And then it just hits him, like the first sliver of the sun peeking over the horizon, or the less-poetic comparison of Cole suddenly stabbing someone.
It happens like this: they’ve stopped to rest for the evening after a long day of trekking through the Hinterlands, climbing up sheer cliff faces (Ellana), punching bears (Cassandra), trying not to trip over his shoelaces (Cole), and trying not to get tripped on (Varric).
Ellana and Cassandra are talking about— about— something. It involves too much giggling for him to be comfortable with listening too closely. But then, right then, the fire flickers and Ellana tilts her head a little towards it, catching the light in her eyes just so.
And Varric, being Varric, immediately starts constructing the paragraph in his head: Her eyes shone in the firelight, like gemstones, like an ancient treasure hidden in plain sight in the landscape of her face—
When he realizes what he's doing – when he realizes why he's doing it – Varric thinks: Well, shit.

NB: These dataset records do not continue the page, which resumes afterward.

PR #1477, opened 2023-07-05
[DEV-1824] target: add preview, and integration test

jevonyeoh:
## Description
This PR makes a few additions to the `Target` API.

- adds a `preview` endpoint as a way to materialize some values of Target
- adds an end-to-end integration test
- have `Target` extend the `Series` class. Note that we'll still need to make some changes here to only allow `Targets` to interact with other `Target`s. Will also add more tests for this in a follow-up. Mostly added it here to unblock some of the code for the end-to-end test.

## Related Issue
https://featurebyte.atlassian.net/browse/DEV-1824

## Type of Change

## Checklist


Taskfile.yaml
```diff
@@ -311,6 +311,12 @@ tasks:
     cmds:
       - poetry run pytest --junitxml=pytest.xml -k playground tests/notebooks
 
+  test-reset:
```
jevonyeoh, line 314: a small utility which i used when trying to run integration tests

featurebyte/api/target.py
```diff
@@ -67,38 +100,85 @@ def horizon(self) -> Optional[str]:
...
+        -------
+        Node
+        """
+        try:
+            node_to_return = self.cached_model.node
+        except RecordRetrievalException:
+            node_name = self.internal_node_name
+            assert node_name is not None
+            node_to_return = self.graph.get_node_by_name(node_name)
+        return node_to_return
```
gee-senbong, line 118: Curious where this node is used? 
```
node_to_return = self.cached_model.node   <---- this is the node of the pruned graph (stored at the persistent)
```
If it is desired to access the node on the global graph, should use something like `global_graph.get_node_by_name(sef.node_name)`.

featurebyte/api/target.py
```diff
@@ -67,38 +100,85 @@ def horizon(self) -> Optional[str]:
...
+
+        Returns
+        -------
+        FeatureModel
+        """
+        pruned_graph, mapped_node = self.extract_pruned_graph_and_node()
+        target_dict = self.dict(by_alias=True)
+        target_dict["graph"] = pruned_graph.dict()
+        target_dict["node_name"] = mapped_node.name
+        return TargetModel(**target_dict)
```
gee-senbong, line 132: The `graph` & `node_name` of `self.dict(by_alias=True)` is already a pruned graph. Maybe we could drop the statement at line 128 (https://github.com/featurebyte/featurebyte/blob/cc24823e663e72e1a9369785d33950c637ce57cd/featurebyte/core/generic.py#L224-L236).

featurebyte/service/preview.py
```diff
@@ -436,6 +437,68 @@ async def preview_featurelist(
...
+            source_type=feature_store.type,
+            parent_serving_preparation=parent_serving_preparation,
+            skip_tile_generation=True,
+        )
+        result = await session.execute_query(preview_sql)
+        if result is None:
+            return {}
+        if updated:
+            result = result.drop(SpecialColumnName.POINT_IN_TIME, axis="columns")
+        return dataframe_to_json(result)
```
gee-senbong, line 500: Curious why don't we reuse the feature preview route? 🤔

jevonyeoh: ah possible now, i previously had a separate helper function that was being called from here, but now that that's cleaned up, i should be able to reuse the feature preview route here too i tihnk.

featurebyte/api/target.py
jevonyeoh: ah think this was sth that i added when tinkering around with a previous version, doesn't seem used now so i removed it!

Taskfile.yaml
YS-L: Curious under which situation will we need to run this?

featurebyte/query_graph/sql/preview.py
YS-L, line 1: Can the filename be `feature_target_preview.py`? There is already another `preview.py` file for non-feature preview: https://github.com/featurebyte/featurebyte/blob/main/featurebyte/query_graph/sql/interpreter/preview.py

I'm actually fine to keep this file as `feature_preview.py`. Target is really not that much different from feature in terms of sql generation.

featurebyte/api/aggregator/forward_aggregator.py
```diff
@@ -81,12 +83,17 @@ def forward_aggregate(
             input_nodes=[forward_aggregate_node],
         )
         # Build and return Target
+        agg_method = construct_agg_func(agg_func=cast(AggFunc, method))
+        output_var_type = self.get_output_var_type(agg_method, method, value_column)
```
YS-L, line 87: I thought the var type is already derived from graph / operation structure automatically. Is that true @gee-senbong?

gee-senbong: It is derived from the operation structure during feature saving (required to call `FeatureModel` constructor, https://github.com/featurebyte/featurebyte/blob/f024c4b2a894abcd103bc0337173f030d6bdb2e3/featurebyte/models/feature.py#L224-L252). Currently, it is not derived automatically for SDK API object.

featurebyte/query_graph/sql/aggregator/forward.py
```diff
@@ -63,6 +63,10 @@ def _get_aggregation_subquery(self, specs: list[ForwardAggregateSpec]) -> LeftJo
         horizon_in_seconds = 0
         if spec.parameters.horizon:
             horizon_in_seconds = pd.Timedelta(spec.parameters.horizon).total_seconds()
+        end_point_expr_current: Expression = cast(
+            Expression,
+            parse_one(f"FLOOR({point_in_time_epoch_expr.sql()})"),
```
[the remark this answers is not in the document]
jevonyeoh: ah this was copied from the feature sql, i'll remove the flooring here since it isn't needed for targets

featurebyte/query_graph/sql/preview.py
```diff
@@ -24,15 +24,17 @@
...
 
-def get_feature_preview_sql(
+def get_feature_or_target_preview_sql(
     request_table_name: str,
     graph: QueryGraphModel,
     nodes: list[Node],
     source_type: SourceType,
     point_in_time_and_serving_name_list: Optional[list[dict[str, Any]]] = None,
     parent_serving_preparation: Optional[ParentServingPreparation] = None,
+    skip_tile_generation: bool = False,
```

And then, half a second after that, Cole says, loud and clear: “Well, shit.”
Ellana turns her head abruptly at Cole's outburst, scrutinizing his face, before her puzzled gaze moves deliberately to Varric.
“Is something the matter, Varric?” she asks, blinking in the firelight.
And Cole says: “A treasure in the landscape of her face—”
“Alright,” Varric says, swiftly shutting down that particular ramble. “Kid, what have I told you about peeking into a writer’s ideas?”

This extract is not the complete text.